Mereka tertawa bersama sambil berjalan masuk ke arah ruang makan. Hyuna masih bertanya-tanya sama dirinya sendiri tentang perasaan hangat dan rindu yang tiba-tiba Dia rasakan saat dia memeluk tubuh mommy Liana. Sedangkan mommy liana bertekad untuk bertanya kepada Dimas tentang sesuatu hal yang membuatnya resah.


Mereka sudah duduk di depan Meja makan. Menu makanan malam ini begitu menggugah selera dan menunya dari berbagai negara. Sesuai negara asal tamu sang pemilik rumah. Mereka makan dengan suasana kekeluargaan yang begitu kental Dan penuh keakraban.


Setelah mereka makan, mereka memutuskan untuk berbincang-bincang di ruang tengah rumah pak Richard. Mommy liana kembali menyuguhkan aneka minuman dan makanan.


Setelah dirasa waktu yang pas, mommy Liana membuka percakapan diantara mereka, mommy Liana tidak ingin menunda-nunda terlalu lama lagi.


"Maaf boleh kah mommy tahu nama ibu kandungmu.?" Tanya Mommy Liana di depan Hyuna.


Hyuna yang ditanya kembali bengong sambil menatap wajah mommy Liana. Sedangkan Dimas dan Dessy heran dengan sikap istri dari kliennya itu. Karena Hyuna tidak menjawab perkataan dari mommy Liana. Sehingga Dimas menyenggol lengan Hyuna agar tersadar dari lamunannya.


"Nama mami Hyuna maksud mommy Liana yah??." Tanya balik Hyuna.
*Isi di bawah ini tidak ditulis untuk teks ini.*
PR #1077, opened 2021-01-14
Custom Navigation Meshes

### LINKED ISSUE #1075: Support for specifying a custom navmesh
It would be nice if you could directly specify the actual output navmesh and skip recast all together. This would probably be a setting on the "Floor Plan" element, where you could specify a glb, or maybe part of a glb to use.

robertlong:
You can now specify a model for a custom navigation mesh. In the Floor Plan element's properties panel change the floor plan mode to "Custom" and drag and drop a model into the "Custom Navmesh Url" field.

image

Fixes #1075


src/editor/nodes/FloorPlanNode.js
```diff
@@ -52,6 +60,20 @@ export default class FloorPlanNode extends EditorNodeMixin(FloorPlan) {
...
+
+    if (navMeshSrc) {
+      if (navMeshMode === NavMeshMode.Custom) {
+        loadAsync(
+          (async () => {
+            await node.load(navMeshSrc, onError);
+          })()
+        );
+      } else {
+        node._navMeshSrc = navMeshSrc;
```
netpro2k, line 73: You might consider just assigning this above right after navMeshMode like:
`node._navMeshSrc = navMeshSrc || ""`

to get rid of the need for the nested if, and make the default value more explicit.

src/editor/nodes/FloorPlanNode.js
```diff
@@ -52,6 +60,20 @@ export default class FloorPlanNode extends EditorNodeMixin(FloorPlan) {
     node.maxTriangles = maxTriangles || 1000;
     node.forceTrimesh = forceTrimesh || false;
 
+    node._navMeshMode = navMeshMode || NavMeshMode.Automatic;
+
+    if (navMeshSrc) {
+      if (navMeshMode === NavMeshMode.Custom) {
+        loadAsync(
+          (async () => {
+            await node.load(navMeshSrc, onError);
```
netpro2k, line 69: Do we need the wrapping function? I think `loadAsync(node.load(navMeshSrc, onError))`should do the same thing assuming `loadAsync` just expects a promise.

src/editor/nodes/FloorPlanNode.js
```diff
@@ -68,6 +90,88 @@ export default class FloorPlanNode extends EditorNodeMixin(FloorPlan) {
...
+      }
+
+      const geometry = mesh.geometry.clone(); // Clone in case the user reuses a mesh for the navmesh.
+      mesh.updateMatrixWorld();
+      geometry.applyMatrix(mesh.matrixWorld);
+
+      this.setNavMesh(new Mesh(geometry, new MeshBasicMaterial({ color: 0x0000ff, transparent: true, opacity: 0.2 })));
+
+      if (this.navMesh) {
+        this.navMesh.visible = this.editor.selected.indexOf(this) !== -1;
```
netpro2k, line 159: Is this needed? Guessing since you are emitting `selectionChanged` at the end of this function the state should already get updated.

src/ui/properties/FloorPlanNodeEditor.js
```diff
@@ -72,82 +88,93 @@ class FloorPlanNodeEditor extends Component {
...
+              smallStep={0.1}
+              mediumStep={1}
+              largeStep={10}
+              onChange={this.onChangeRegionMinSize}
+              unit="m²"
+            />
+          </>
+        ) : (
+          <InputGroup name="Custom Navmesh Url">
+            <ModelInput value={node.navMeshSrc} onChange={this.onChangeNavMeshSrc} />
```
netpro2k, line 175: Not new to this PR, just anything taking a model in general so not something we need to address in this PR, but we might want to think about how we could visually indicate somehow that this field can have models dragged into it from assets. Ideally there might even be a little button on the field that pops up an asset picker (similar to how it works in Unity)

netpro2k (commented):
Made some minor suggestions and discussed some possible future enhancements, but lgtm

src/editor/nodes/FloorPlanNode.js
robertlong: Yeah, it looks like `onSelect()` isn't called in response to the `selectionChanged` event :man_shrugging:

PR #1079, opened 2021-01-20
Enabled/Disabled Elements and Default Collapsed State

robertlong:
Screen Shot 2021-01-20 at 3 43 50 PM

Spoke elements can now be disabled, preventing them from being exported or included in nav mesh calculations. This can be helpful when testing scene elements or including additional content in your project for people remixing your scene.

Additionally, elements are now defaulted to the collapsed state. This should help declutter your scene and make groups more useful.

These two features can be used together to make make more advanced remixiable projects.


keianhzo (dismissed):
LGTM. The only thing I've seen is that even if the node is disabled we are still adding attribution information to the published scene. I guess we should only add that for the the enabled nodes.

Issue #1082, opened 2021-01-22
Featured scenes do not appear on the “New Project” page


Softvision-GeluHaiduc:
**[Affected Versions]:**
- Firefox Release 84.0.2

**[Affected Platforms]:**
- Windows 10x64

**[Prerequisites]:**
- A Hubs Cloud Instance is set up.
- Make sure to have some scenes imported, created and featured.
- Spoke is opened from a Hubs Cloud instance.

**[Steps to reproduce]:**
1. Click the "New Project" button.
2. Click the "Featured" button.
3. Observe the list.

**[Expected results]:**
- The list of featured projects is displayed.

**[Actual results]:**
- The list of featured projects is NOT displayed.

**[Notes]:**
- Attached a screen recording of the issue below
![featured projects](https://user-images.githubusercontent.com/51400741/105490906-2c32cb00-5cbe-11eb-88c4-e18b359ee657.gif)

misslivirose:
This is expected behavior. Featured scenes are different from Spoke project templates. Project templates are added separately from scene files in an instance.

Softvision-GeluHaiduc:
@misslivirose Could you please give me some more details on how to add project templates to the Hubs Cloud instance?

misslivirose:
As far as I understand it, changing the default projects in the scene editor requires deploying a custom deployment of Spoke to Hubs Cloud (the projects are in the /src/assets/templates directory). While I think some people have done it, I don't think we have an endorsed path for doing custom Spoke deployments that is well-tooled out yet, so I don't think it's in-scope right now for Hubs Cloud testing. (@johnshaughnessy, thoughts?)

johnshaughnessy:
I think the projects used to be pulled from `/src/assets/templates` as you said, but it looks like we changed that to pull `"featured-remixable"` scenes from `reticulum`:
https://github.com/mozilla/Spoke/blob/de2209b8f05e9ec73a6f0d3b59865a0ef6c310a9/src/ui/projects/CreateProjectPage.js#L115-L120

I can't tell if the templates in the repo are still used or if [maybe they should be removed](https://github.com/mozilla/Spoke/pull/1084).

There does not seem to be a convenient way to find these `featured-remixable` scene [listings?] in the admin panel, but I think to add a new one you would find a scene, feature it, and set to be remixable. I don't know the history here. Maybe @robertlong can add some details?

misslivirose:
[...]

PR #1084, opened 2021-01-25
Start removing unused templates

johnshaughnessy:
Not sure if this is correct... Are the templates in the Spoke repo used anymore?

See https://github.com/mozilla/Spoke/issues/1082#issuecomment-766979190 for context


robertlong:
Only the crater and tutorial templates were being used. I removed the others. This is ready to merge now.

"Iya, benar sekali Nak mommy ingin tahu saja, soalnya wajahmu mengingatkan mommy dengan sahabat mommy yang sudah meninggal dunia" ucap mommy Liana sambil menyeka air matanya.


Pak Richard menyentuh lengan Istrinya agar istrinya sabar dan kuat. Psk Richard tersenyum ke arah Hyuna agar Hyuna segera menjawab pertanyaan tersebut.
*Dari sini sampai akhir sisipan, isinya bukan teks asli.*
PR #1086, opened 2021-01-27
Add support for creating scenes directly from GLBs

netpro2k:
Added support for publishing scenes directly from a GLB file. They are surfaced along side other projects on the projects page, but don't actually have a project associated with them. These GLB files are expected to be complete scenes including navmeshes, spawn points, collisions, etc, likely created using the Hubs Blender Exporter.

image

Its intentionally not surfaced as a primary call to action, and the intended users for this will likely already know they want it, and what its for.  Its likely we will eventually want to move this elsewhere and/or integrate it into our other tooling more directly, but we decided to surface it in Spoke as a starting point.

Todo:
- [x] Instead of using dummy projects query for scenes directly and merge the results on the projects page
- [x] test for regressions in existing publishing flows
- [x] merge https://github.com/mozilla/reticulum/pull/462

### DIFF
--- a/src/ui/projects/CreateProjectPage.js
+++ b/src/ui/projects/CreateProjectPage.js
@@ -123,7 +123,7 @@ export default function CreateProjectPage({ history, location }) {
                 </ProjectGridHeaderRow>
                 <ProjectGridHeaderRow>
                   <Button as={Link} to="/scenes/new">
-                    Upload GLB
+                    Import From Blender
                   </Button>
                   <Button as={Link} to="/projects/new">
                     New Empty Project
--- a/src/ui/projects/CreateProjectPage.js
+++ b/src/ui/projects/CreateProjectPage.js
@@ -122,6 +122,9 @@ export default function CreateProjectPage({ history, location }) {
                   <SearchInput placeholder="Search scenes..." value={params.q} onChange={onChangeQuery} />
                 </ProjectGridHeaderRow>
                 <ProjectGridHeaderRow>
+                  <Button as={Link} to="/scenes/new">
+                    Upload GLB
+                  </Button>
                   <Button as={Link} to="/projects/new">
                     New Empty Project
                   </Button>
--- a/src/ui/projects/CreateScenePage.js
+++ b/src/ui/projects/CreateScenePage.js
@@ -4,6 +4,7 @@ import { withApi } from "../contexts/ApiContext";
 import NavBar from "../navigation/NavBar";
 import Footer from "../navigation/Footer";
 import styled from "styled-components";
+import { Redirect } from "react-router-dom";
 
 import React, { useState, useCallback, useEffect } from "react";
 import { useHistory } from "react-router-dom";
@@ -21,6 +22,14 @@ const SceneUploadFormContainer = styled.div`
   flex-direction: row;
   background-color: ${props => props.theme.panel2};
   border-radius: 3px;
+`;
+
+const InfoBox = styled.div`
+  background-color: ${props => props.theme.panel2};
+  margin-top: 10px;
+  padding: 10px;
+  border-radius: 3px;
+  text-align: center;
 `;
 
 const ErrorMessage = styled.div`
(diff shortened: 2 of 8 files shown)


src/ui/projects/CreateScenePage.js
```diff
@@ -0,0 +1,366 @@
...
+  padding: 30px 30px;
+
+  label[type="button"] {
+    display: flex;
+    margin-bottom: 0;
+    margin-right: 5px;
+  }
+`;
+
+function CreateScenePage({ match, api }) {
```
robertlong, line 103: I think we need to check for authentication before routing to this page. Otherwise you can fill out the form and upon publishing, you will get a "Not Authenticated" error and lose data. If we check for authentication and then redirect back, users will not lose this data.

src/ui/projects/CreateProjectPage.js
```diff
@@ -122,6 +122,9 @@ export default function CreateProjectPage({ history, location }) {
                   <SearchInput placeholder="Search scenes..." value={params.q} onChange={onChangeQuery} />
                 </ProjectGridHeaderRow>
                 <ProjectGridHeaderRow>
+                  <Button as={Link} to="/scenes/new">
+                    Upload GLB
```
robertlong, line 126: I think we need to change the language of this button. Maybe "Import Project"? I think we may want to leave "GLB" out of it.

src/ui/projects/CreateScenePage.js
```diff
@@ -0,0 +1,366 @@
...
+  const [glbFile, setGlbFile] = useState(null);
+  const [thumbnailFile, setThumbnailFile] = useState(null);
+
+  const [thumbnailUrl, setThumbnailUrl] = useState(null);
+  const [sceneUrl, setSceneUrl] = useState(null);
+
+  const history = useHistory();
+
+  const openScene = useCallback(
+    function() {
```
robertlong, line 126: Typically, I'd use arrow functions for anonymous functions, especially for hooks. It's a stylistic thing, since the scope of `this` doesn't matter.

src/ui/projects/CreateScenePage.js
```diff
@@ -0,0 +1,366 @@
...
+      window.open(sceneUrl);
+    },
+    [sceneUrl]
+  );
+
+  useEffect(
+    function() {
+      async function doInitialLoad() {
```
robertlong, line 134: This doesn't need to be an arrow function since it's a named function. It does need a try/catch block or some `catch` handler on the async function invocation though.

src/ui/projects/CreateScenePage.js
```diff
@@ -0,0 +1,366 @@
...
+        setIsLoading(false);
+      }
+      doInitialLoad();
+    },
+    [match, api, setSceneInfo, setThumbnailUrl, setSceneId, setSceneUrl, setIsLoading]
+  );
+
+  const onChangeName = useCallback(
+    function(name) {
+      setSceneInfo({ ...sceneInfo, name });
```
robertlong, line 157: Rather than requiring `sceneInfo` as a dependency of this useCallback function, you can instead use `setSceneInfo(sceneInfo => ({ ...sceneInfo, name }))`.

More info on that form here: https://reactjs.org/docs/hooks-reference.html#functional-updates

src/ui/projects/CreateScenePage.js
```diff
@@ -0,0 +1,366 @@
...
+  const onChangeThumbnailFile = useCallback(
+    function([file]) {
+      if (thumbnailUrl && thumbnailUrl.indexOf("data:") === 0) {
+        URL.revokeObjectURL(thumbnailUrl);
+      }
+
+      setThumbnailFile(file);
+
+      // For preview
+      const reader = new FileReader();
```
robertlong, line 199: I think there's a race condition here should the component unmount before the reader has finished. It's an unlikely condition, but you can probably avoid it by using the FileReader in a `useEffect` hook.

```js
useEffect(() => {
  const reader = new FileReader();
  reader.onload = e => {
    setThumbnailUrl(e.target.result);
  };
  reader.readAsDataURL(thumbnailFile);
  
  return () => {
    reader.abort();
  };
}, [thumbnailFile, setThumbnailUrl])
```

src/ui/projects/CreateScenePage.js
```diff
@@ -0,0 +1,366 @@
...
+  );
+
+  const isNew = !sceneId;
+
+  const content = isLoading ? (
+    <ProgressBar />
+  ) : (
+    <>
+      <SceneUploadHeader>
+        <h1>{isNew ? "Publish Scene From GLB" : "Update GLB Scene"}</h1>
```
robertlong, line 249: Again, we should revisit this copy. I think this is clearer than the `Upload GLB` button though. Maybe we need some descriptive copy to go along with this and tell the user what is happening?

src/ui/projects/CreateScenePage.js
```diff
@@ -0,0 +1,366 @@
...
+          <FormField>
+            <FormField inline>
+              <label htmlFor="allowRemixing">
+                Allow{" "}
+                <a
+                  href="https://github.com/mozilla/Spoke/blob/master/REMIXING.md"
+                  target="_blank"
+                  rel="noopener noreferrer"
+                >
+                  Remixing
```
robertlong, line 300: We'll want to update this copy to reflect the changes @emclaren has proposed.

src/ui/projects/ProjectGridItem.js
```diff
@@ -139,3 +151,23 @@ export default class ProjectGridItem extends Component {
...
+  const creatorAttribution = scene.attributions && scene.attributions.creator;
+  return (
+    <StyledProjectGridItem to={scene.url}>
+      <ThumbnailContainer>{scene.screenshot_url && <Thumbnail src={scene.screenshot_url} />}</ThumbnailContainer>
+      <TitleContainer>
+        <Col>
+          <h3>{scene.name}</h3>
+          {creatorAttribution && <p>{creatorAttribution}</p>}
+        </Col>
+        <Pill>GLB</Pill>
```
robertlong, line 165: Another spot where we want to check if the `GLB` copy is clear enough.

robertlong (commented):
Awesome work! Looks great, I saw a few things that could be cleaned up but generally very good. Especially great work on moving to React Hooks :+1: Thanks for doing that!

Can't wait for this to ship!

src/ui/projects/CreateProjectPage.js
netpro2k: Hmm, I think "project" would be confusing, since its not actually a spoke project you are importing (or creating). Its obviously weird since its in the projects flow and surfaced on the projects page right now, but I do think mentioning GLB seems important. Maybe something like "create project from GLB"?

src/ui/projects/CreateScenePage.js
netpro2k: Makes sense. Do we have something to mark routes as authenticated or should it just use the history api to redirect?

src/ui/projects/CreateScenePage.js
netpro2k: I tend to only do it when the binding actually matters, but will change it to match the project style.

src/ui/projects/CreateScenePage.js
netpro2k: As per discussion keeping it this way on this button.

src/ui/projects/CreateScenePage.js
netpro2k: Took a look around and wasn't able to find this copy. Since it hasn't been merged anyway it makes sense for this to be consistent with the publish dialog. We will just need to make sure to update this in the PR where we change the other publish flow copy.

"Mommy Hyuna bernama Lee Hana" ucap Hyuna ucap singkat Hyuna.


Mommy Liana berdiri dan berjalan ke arah Hyuna dan langsung memeluk tubuh Hyuna dan langsung menangis tersedu-sedu. Liana sedih sekaligus Bahagia karena akhirnya bisa bertemu dengan putri Sahabat terbaiknya dari Korea Selatan. Mommy Liana semakin terisak ketika mengingat perjuangan sahabatnya disaat sahabatnya mempertahankan hubungan asmaranya dengan kekasihnya dulu yang harus berakhir karena perjodohan Lee Hana waktu itu.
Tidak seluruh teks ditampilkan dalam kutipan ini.